====== Information provided ======
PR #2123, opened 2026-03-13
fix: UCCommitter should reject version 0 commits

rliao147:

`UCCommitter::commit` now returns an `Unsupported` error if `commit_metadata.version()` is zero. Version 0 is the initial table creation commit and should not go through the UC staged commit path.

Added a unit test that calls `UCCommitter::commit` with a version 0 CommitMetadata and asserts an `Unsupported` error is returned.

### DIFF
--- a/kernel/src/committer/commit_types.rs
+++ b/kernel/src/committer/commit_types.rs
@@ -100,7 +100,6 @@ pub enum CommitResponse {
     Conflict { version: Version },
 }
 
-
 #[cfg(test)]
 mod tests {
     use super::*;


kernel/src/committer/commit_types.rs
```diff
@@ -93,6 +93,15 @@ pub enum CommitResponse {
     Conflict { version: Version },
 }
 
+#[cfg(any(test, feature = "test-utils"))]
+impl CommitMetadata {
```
======
**Activity**
For the word "kernel", return every line of the records that holds it.

**Task answer**
--- a/kernel/src/committer/commit_types.rs
+++ b/kernel/src/committer/commit_types.rs
kernel/src/committer/commit_types.rs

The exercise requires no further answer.